What does the term Fordism mean?

What does the term Fordism mean?

: a technological system that seeks to increase production efficiency primarily through carefully engineered breakdown and interlocking of production operations and that depends for its success on mass production by assembly-line methods.

What is an example of post-Fordism?

One of the primary examples of specialized post-Fordist production took place in a region known as the Third Italy. The First Italy included the areas of large-scale mass production, such as Turin, Milan, and Genoa, and the Second Italy described the undeveloped South.

Was Henry Ford a capitalist?

Ford was first major industrialist to embrace the ideology of what became known as “welfare capitalism.”

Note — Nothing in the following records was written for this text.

PR #1321, opened 2023-11-01
Meter_humanUnit() rewrite and *IOMeter code improvements

Explorer09:
1. Rewrite `Meter_humanUnit()` to make it work with `double` (floating point) values.
2. `DiskIOMeter` and `NetworkIOMeter` code improvements to work with the new `Meter_humanUnit()` function. See commit description for details.

### DIFF
--- a/DiskIOMeter.c
+++ b/DiskIOMeter.c
@@ -36,16 +36,13 @@ static void DiskIOMeter_updateValues(Meter* this) {
 
    static uint64_t cached_last_update;
    uint64_t passedTimeInMs = host->realtimeMs - cached_last_update;
+   bool hasNewData = false;
+   DiskIOData data;
 
    /* update only every 500ms to have a sane span for rate calculation */
    if (passedTimeInMs > 500) {
-      static uint64_t cached_read_total;
-      static uint64_t cached_write_total;
-      static uint64_t cached_msTimeSpend_total;
-      uint64_t diff;
-
-      DiskIOData data;
-      if (!Platform_getDiskIO(&data)) {
+      hasNewData = Platform_getDiskIO(&data);
+      if (!hasNewData) {
          status = RATESTATUS_NODATA;
       } else if (cached_last_update == 0) {
          status = RATESTATUS_INIT;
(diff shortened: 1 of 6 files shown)


pcp/PCPDynamicMeter.c
```diff
@@ -427,22 +427,22 @@ void PCPDynamicMeter_display(PCPDynamicMeter* this, ATTR_UNUSED const Meter* met
...
          case PM_TYPE_64:
             len = conv.dimSpace ?
-               Meter_humanUnit(buffer, atom.ll, sizeof(buffer)) :
+               Meter_humanUnit(buffer, (double)atom.ll, sizeof(buffer)) :
                xSnprintf(buffer, sizeof(buffer), "%lld", (long long) atom.ll);
             break;
          case PM_TYPE_U64:
             len = conv.dimSpace ?
-               Meter_humanUnit(buffer, atom.ull, sizeof(buffer)) :
+               Meter_humanUnit(buffer, (double)atom.ull, sizeof(buffer)) :
```
Explorer09, line 445: Does htop's coding style prefer implicit or explicit casts from integers to floating points?

BenBE: Implicit is sufficient … If no explicit cast is necessary nor does improve readability, it's preferred to go without. Reduce potential noise when reading the code.

natoscott: In this special case though (pmAtomValue), I'd prefer an explicit cast - otherwise it may look to the casual observer that atom.d should have been used here.

DiskIOMeter.c
```diff
@@ -56,41 +55,50 @@ static void DiskIOMeter_updateValues(Meter* this) {
...
 
       cached_last_update = host->realtimeMs;
+   }
 
-      if (status == RATESTATUS_NODATA) {
-         xSnprintf(this->txtBuffer, sizeof(this->txtBuffer), "no data");
-         return;
-      }
+   if (hasNewData) {
+      static uint64_t cached_read_total = 0;
```
natoscott, line 61: No need to set these variables to zero, the compiler is required to do this for static variables.

I know its not new with your code change here (though more static variables are added), but it would be better to move all these local static variables into the DiskIOMeter structure so they only take up space when that meter is in use (and dynamic space, rather than the global data segment).

NetworkIOMeter.c
```diff
@@ -58,20 +56,24 @@ static void NetworkIOMeter_updateValues(Meter* this) {
...
 
       cached_last_update = host->realtimeMs;
+   }
 
-      if (status == RATESTATUS_NODATA) {
-         xSnprintf(this->txtBuffer, sizeof(this->txtBuffer), "no data");
-         return;
-      }
+   if (hasNewData) {
+      static uint64_t cached_rxb_total = 0;
```
natoscott, line 62: Same comments as earlier (no init needed, move to struct) but this time for NetworkIOData.

DiskIOMeter.c
Explorer09: @natoscott
1. I would rather make the initialization explicit, for readability's sake. Not having an initial value implies me that the initial value is unimportant.
2. The commit like 1232e8274b5d584c6032d15c2af7ced212b9f300 ("Always update 'values' member of DiskIOMeter") is to address multiple instances of the meter. The cached values are class-wide, but the `values` members are per-instance, and the distinction has to be made, even if that mean a little waste of space. (Maybe we can introduce a `struct DiskIOMeterCache`) that allocates dynamically when in use, but I'm not working on it on this PR.)

```c
typedef struct {
   uint64_t lastUpdate;
   uint64_t totalBytesRead;
   uint64_t totalBytesWritten;
   uint64_t totalMsTimeSpent;
   uint64_t readDiff;
   uint64_t writeDiff;
   double utilisationDiff;
} DiskIOMeterCache;

static DiskIOMeterCache* cache = NULL;
```

natoscott: In terms of point 1, the initial value of a static is certainly not unimportant - its so important it has been part of the 
C language definition since day 1.  Please leave that code as-is.  Experienced C programmers know this sort of thing so there's no need to explicitly initialize to the already defined initial value.

For point 2, I agree - for now lets keep things static but a cache could be a neat addition IMO.  Again, no need to set the global cache variable to NULL - this is well defined and widely known.

NetworkIOMeter.c
```diff
@@ -28,8 +28,10 @@ static const int NetworkIOMeter_attributes[] = {
 
 static MeterRateStatus status = RATESTATUS_INIT;
 static uint32_t cached_rxb_diff;
+static char cached_rxb_diff_str[6];
 static uint32_t cached_rxp_diff;
 static uint32_t cached_txb_diff;
+static char cached_txb_diff_str[6];
```
BenBE: Alignment on these two cached strings is 8 bytes anyway, thus why not use them completely?

XUtils.h
```diff
@@ -111,4 +111,7 @@ int compareRealNumbers(double a, double b);
    nonnegative. */
 double sumPositiveValues(const double* array, size_t count);
 
+/* IEC unit prefixes */
+static const char unitPrefixes[] = { 'K', 'M', 'G', 'T', 'P', 'E', 'Z', 'Y', 'R', 'Q' };
```
BenBE, line 115:
```c
static const char* unitPrefixes = "KMGTPEZYRQ";
```

Ensures there's a NUL-byte that we can rely on in loops.

NetworkIOMeter.c
Explorer09: I thought 6 bytes are sufficient for Meter_humanUnit() output, since the function would never print more than 5 characters (or 6 characters if we include `\0`).

XUtils.h
Explorer09: Not having a NUL-byte was intentional by me as I use `ARRAYSIZE(unitPrefixes)` to get its length. If I have to pad a NUL byte to it (which wouldn't hurt much anyway), the length would have to change to `strlen(unitPrefixes)`. I just want to make sure you prefer using `strlen` to get its length.

Explorer09: Technical P.S. I define this array as a `static` constant in an header file in order to aid compiler optimization. My testing showed that GCC could hard-code 'K' and 'Q' characters (the first and last of the unit prefixes) in certain branches if the array contents are exposed fully in one translation unit. That's why the array is not an `extern`.

BenBE: Ah, k. In that case, that's fine as is.

DiskIOMeter.c
```diff
@@ -100,13 +110,7 @@ static void DiskIOMeter_updateValues(Meter* this) {
...
    }
 
-   this->values[0] = cached_utilisation_diff;
-   this->total = MAXIMUM(this->values[0], 100.0); /* fix total after (initial) spike */
-
-   char bufferRead[12], bufferWrite[12];
-   Meter_humanUnit(bufferRead, cached_read_diff, sizeof(bufferRead));
-   Meter_humanUnit(bufferWrite, cached_write_diff, sizeof(bufferWrite));
-   snprintf(this->txtBuffer, sizeof(this->txtBuffer), "r:%siB/s w:%siB/s %.1f%%", bufferRead, bufferWrite, cached_utilisation_diff);
+   snprintf(this->txtBuffer, sizeof(this->txtBuffer), "r:%siB/s w:%siB/s %.1f%%", cached_read_diff_str, cached_write_diff_str, cached_utilisation_diff);
```
BenBE, line 113: Any reason we are not using `xSnprintf` here?

Meter.c
```diff
@@ -51,32 +51,39 @@ Meter* Meter_new(const Machine* host, unsigned int param, const MeterClass* type
    return this;
 }
 
-int Meter_humanUnit(char* buffer, unsigned long int value, size_t size) {
-   const char* prefix = "KMGTPEZY";
-   unsigned long int powi = 1;
-   unsigned int powj = 1, precision = 2;
+/* Converts 'value' in kibibytes into a human readable string.
+   Example output strings: "0K", "1023K", "98.7M" and "1.23G" */
+int Meter_humanUnit(char* buffer, double value, size_t size) {
```
BenBE, line 56: What about `xSnprintf` usage here? Also I'd suggest adding braces for all `if` statements.

natoscott (approved):
@Explorer09 @BenBE LGTM, thanks.

BenBE (approved):
LGTM.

What was wrong with Fordism?

Aglietta, in 1976, argued that Fordism had begun to break down in the late 1960s for two reasons. First, the capitalists were no longer able to increase productivity adequately on the assembly line. Workers resisted both individually, by absenteeism, sickness, and shoddy work, and through collective struggles.

What is post-Fordism?

It is contrasted with Fordism, the system formulated in Henry Ford ‘s automotive factories, in which workers work on a production line, performing specialized tasks repetitively, and organized through Taylorist scientific management. Definitions of the nature and scope of post-Fordism vary considerably and are a matter of debate among scholars.

What are the three schools of post-Fordism?

Post-Fordism has been applied to multiple social processes. As the theory continues to evolve, it is commonly divided into three schools of thought: the regulation school, flexible specialization, and neo-Schumpeterianism.

How did production change with the shift from Fordism to post-Fordism?

The changes in production with the shift from Fordism to post-Fordism were accompanied by changes in the economy, politics, and prominent ideologies. In the economic realm, post-Fordism brought the decline of regulation and production by the nation-state and the rise of global markets and corporations.

Is flexible specialization post-Fordism?

Proponents of the flexible specialization approach (also known as the neo-Smithian approach) to post-Fordism believe that fundamental changes in the international economy, especially in the early 1970s, forced firms to switch from mass production to a new tactic known as flexible specialization.